Thursday, March 19, 2009

My Top 5 Songs That Describe Me

I've noticed that as much as I love music, I tend to listen to and remember the songs that describe me or my life. Her are my top 5 "Me" songs:

5. Rockwell - Somebody's Watching Me

I know all the words to this song. All of the words describe how I feel but the line "when I'm in the shower I'm afraid to wash my hair cause I might open my eyes and find someone standing there" has always been "my line". I was my hair with my eyes wide open.

4. Lily Allen - The Fear

I do want to be rich and famous. But don't worry. I won't really take my clothes off. ;)

3. College Humor - Awkward Rap

I do almost everything that they say in this song. Kinda sad on my end.

2. College Humor - One Week Parody

I know its stupid but this song totally makes sense to me. I can never get that song out of my head.

1. The Coral - Dreaming of You

This song has described how I've felt for almost my whole life. Crazy

Friday, December 05, 2008

No Air

Scott and Caitlin at their best. It may be a bit off but it still looks amazing.


Sunday, October 05, 2008

My 5 Current Favorite Songs

I seem to go through favorites like a kid goes through a bag of candy. I'm always trying to find new music but I tend to like the stuff that no one has ever heard of before. And when I find something I like I listen to it over and over again for about three weeks. Maybe thats why I'm always looking for something new. Anyway, here are my top five songs for this month. They will probably change soon.

PS - Most of these songs either have cussing or are a bit dirty, so, just be careful.

5) I Write Sins Not Tragedies by Panic At The Disco
I Write Sins Not Tragedies.mp3 - Panic At The Disco

4) The Heist by Incredibad
TheHeist - Incredibad

3) The Pretender by Foo Fighters
The Pretender - Foo Fighters

2) Get Like Me by Childish Gambino
Get Like Me.mp3 - Childish Gambino

1) Ka-Blamo by Incredibad/Lonely Island
KaBlamoShort - Incredibad


Ka-Blamo video. It's the best. My love is in it

Monday, September 01, 2008

Fading

I’m scared. I’m so unsure what I’m supposed to be doing right now. People keep telling me that I’m young and there for I don’t need to worry about the rest of my life, but I can’t stop. If I’m so young, why do I feel like my time is running out? Why do I feel like if I don’t make a decision, I’m going to end up living a life I never wanted? I’m so worried that I’ll never get to do the things I always wanted to do. I’m scared I’ll never go to college, or become an actress or a writer. I’m scared I’ll never fall in love and get married. I’m scared I’ll never get to have the children I always wanted. I’m scared I’ll never make a difference. I’m scared I’m fading away.

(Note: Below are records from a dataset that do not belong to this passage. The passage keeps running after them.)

PR #816, opened 2017-08-29
Enables make check to use a different oscap binary

WesleyCeraso:
This commit allows us to use any oscap tool in the system with the make check by setting the variable OSCAP.

However, the following tests link against libopenscap_testing.la and don't use the oscap tool:
./tests/probes/xinetd
./tests/probes/sysinfo
./tests/oscap_string
./tests/bz2
./tests/API/CVSS
./tests/API/XCCDF/parser
./tests/API/XCCDF/unittests
./tests/API/CCE
./tests/API/SEAP
./tests/API/crypt
./tests/API/probes
./tests/API/CPE/lang
./tests/API/CPE/name
./tests/API/CPE/dict
./tests/API/CVE
./tests/API/OVAL/schema_version
./tests/API/OVAL/glob_to_regex
./tests/API/OVAL
./tests/DS/ds_sds_index

I could turn these tests off in case the OSCAP variable is defined, does it make sense or is there a better alternative?

### DIFF
--- a/tests/API/XCCDF/parser/test_api_xccdf.sh
+++ b/tests/API/XCCDF/parser/test_api_xccdf.sh
@@ -49,10 +49,12 @@ function test_api_xccdf_validate {
 
 test_init "test_api_xccdf.log"
 
-test_run "export xccdf 1.1" test_api_xccdf_export xccdf11.xml
-test_run "validate xccdf 1.1" test_api_xccdf_validate xccdf11.xml "1.1"
-test_run "export xccdf 1.2" test_api_xccdf_export xccdf12.xml
-test_run "validate xccdf 1.2" test_api_xccdf_validate xccdf12.xml "1.2"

I try to act like I’m fine. I try to act like I’m feeling better. But the truth is I go to bed most nights crying just to wake up the next day to do the same thing all over again. I’m hurting inside and no one can see. I feel so worthless. I feel like no one really needs me. I drown myself in my school work and my books just so I don’t have to think about how much my heart aches. I stay in my room all day silently hoping that God would show me a sign that I’m not just a waste of space. Although it’s hard to hear him talk to me with all the yelling from the hall.

I think I just need a friend. Someone to talk to; someone who cares. I feel like I never see my mother anymore and my siblings don’t have time. The only friends I had left either don’t understand or simply ignore me. I just feel so alone. I’ve written so much in the past few weeks, but most of it was just me rambling. I hadn’t actually cried full heartedly and understood the reason in a long time until now. It’s been all bottled up inside of me and now my shirt is wet and my cheeks are hot. It hurts but at the same time I needed it. I just wish this was the end of it.

Friday, August 29, 2008

Wednesday, August 20, 2008

Lost in the Sea

I'm lost in a sea of confusion. I'm not sure if I should follow the waves or try to paddle back to shore. It feels like each wind is pulling me one way, each one becoming stronger by the minute. My body feels like its going to rip in half if I don't choose. But what if I choose the wrong one? I'll drown in failure and depression. I can already feel the waves crashing above my head. Once I slip under there will be no turning back. I'll be lost forever in the depths of this black sea we call life. So what can I do? I'll just have to hold on to my ores and pray to god there's not a hole in my boat.